Welcome again after a few years, dear readers. Much has happened since the last posting – I went to Davis (CA) and back to Oxford, I have two children, wrote a book on statistics with Prof. David Eisner, and recently, a new model was born too, the T-World (Paper 1, Paper 2 ). I thought I’d revisit several points in this blog, that will complement the paper and share a bit of background of its creation, without any need for salesmanship. Specifically, I’ll address the following:
1) “You claim high generality of the model – but
who cares?” I found it so interesting that most people respond to the high
generality of T-World with “obviously, this is what we always wanted”, but a
nontrivial number of people also didn’t find it that important at the first
sight. Let’s go over some reasons why I think it matters deeply.
2)
“Why did you guys take so long?” Yes, it
took ages. I’m sorry, I’m the first to have wished it was done in a year or
two. Why did we have to go back to the drawing board several times? This is introduced here and described
in several posts of increasingly detail-oriented nature: 1) Overall architecture, 2) ICaL and RyR coupling, 3) ICaL model, and 4) Na-K pump voltage dependence. Concluding remarks are here.
These blogs are written under the assumption that you are
aware of what T-World is – these blogs may be best read after reading the papers!
Why does generality of a computational model matter?
It is a truth universally acknowledged, that a single
cellular mechanism is insufficient to drive arrhythmia in cardiac tissue, and
that both arrhythmic trigger and arrhythmic substrate are needed. As 3D
simulations become more common, we are going to want organ-scale simulations of
arrhythmia that are increasingly sophisticated and increasingly less
artificial. And if we want to build an organ model that can be used to
investigate how early or delayed afterdepolarisations interact with alternans
and steep restitution to produce arrhythmia, then we first need a cellular
model that can reproduce all of those behaviours in the first place.

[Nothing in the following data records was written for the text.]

PR #3782, opened 2019-05-14
Issue 3781: VersionedSerializer support for Compacted Signed Longs

### LINKED ISSUE #3781: VersionedSerializer: Support for serializing compact signed Longs
**Problem description**
Need to add the following to `RevisionDataOutputStream`
- `writeCompactSignedLong`

Need to add the following to `RevisionDataInputStream`
- `readCompactSignedLong`

**Problem location**
VersionedSerializer.java

None.

andreipaduroiu:
**Change log description**  
- Added `RevisionDataOutput.writeCompactSignedLong()` and `RevisionDataInput.readCompactSignedLong()`.
- Improved Javadoc in `RevisionDataOutput` and `RevisionDataInput` by adding Javadoc links and fixing various references.

**Purpose of the change**  
Fixes #3781.

**What the code does**  
- `writeCompactLong`/`readCompactLong` only supported non-negative numbers up to 2^62-1. This change adds support for negative numbers as well.
- Negative numbers require an extra bit to store the sign, as such only numbers within the range [2^61, 2^61) can be encoded (3 bits are reserved for sign and length).

**How to verify it**  
New unit tests added.

### DIFF
--- a/common/src/main/java/io/pravega/common/io/serialization/RevisionDataOutput.java
+++ b/common/src/main/java/io/pravega/common/io/serialization/RevisionDataOutput.java
@@ -10,6 +10,7 @@
 package io.pravega.common.io.serialization;
 
 import io.pravega.common.util.ByteArraySegment;
+import java.io.DataInput;
 import java.io.DataOutput;
 import java.io.IOException;
 import java.io.OutputStream;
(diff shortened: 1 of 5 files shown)


common/src/main/java/io/pravega/common/io/serialization/RevisionDataOutput.java
```diff
@@ -23,26 +24,36 @@
...
 
     /**
-     * Minimum value that can be encoded using writeCompactLong().
+     * Minimum value that can be encoded using {@link #writeCompactLong}.
      */
     long COMPACT_LONG_MIN = 0L;
 
     /**
-     * Maximum value that can be encoded using writeCompactInt().
+     * Maximum value that can be encoded using {@link #writeCompactSignedLong}.
```
fpj: If the acceptable range is  `[-2^61, 2^61)`,  then shouldn't the maximum value that can be encoded be `0x1FFF_FFFF_FFFF_FFFFL - 1`?

It is just a matter of convention, but my natural reaction is to think that the maximum is inclusive as opposed to the maximum exclusive of the range. The options I suggest are:

1- Make the maximum `0x1FFF_FFFF_FFFF_FFFFL - 1`
2- Clarify in the comment that this is the top of the range, not inclusive (the range is open-ended).

andreipaduroiu: Good points. I adjusted the values (subtracted 1) and fixed the code to handle it.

It matters in several other ways. First, in complex diseases
such as heart failure or diabetes, the phenotype is rarely driven by a single
mechanism. The diseased state usually reflects multiple interacting changes. So,
some degree of generality matters not only for mechanistic accuracy, but also
for interpretability and predictive power. If a model only works in one narrow
context, it may still be useful, but it is much less likely to help us
understand how a disease phenotype emerges from interacting processes.
Second, it matters for pharmacology, both for safety and for
efficacy. For example, we clearly want models that can represent both early
afterdepolarisations (EADs) and contractility. In a model, it is almost trivial
to prevent drug-driven EADs: just block L-type calcium current. The obvious
problem is that this also markedly diminishes contractility, so it is not a
particularly meaningful solution on its own. What we really want are models
that support compound queries such as: “find drug profiles that reduce EAD risk
without reducing contractility by more than 2%.” (That particular combination was already feasible in previous
work using ToR-ORd-Land by Margara et al., used recently e.g. in Trovato et al., but with T-World we can now also
look at drug effects on other arrhythmogenic behaviours as well.)
In that context, one especially interesting point is that
our paper helps to highlight the striking observation from Shattock
et al. that the longer the APD, the steeper the S1S2 restitution. Much of
the discussion around drug-induced QT prolongation and arrhythmia has focused
on EADs. However, this result suggests that restitution steepening may be an
underappreciated part of the story, which is well worth exploring further (please
get in touch if you’d like to look into this together).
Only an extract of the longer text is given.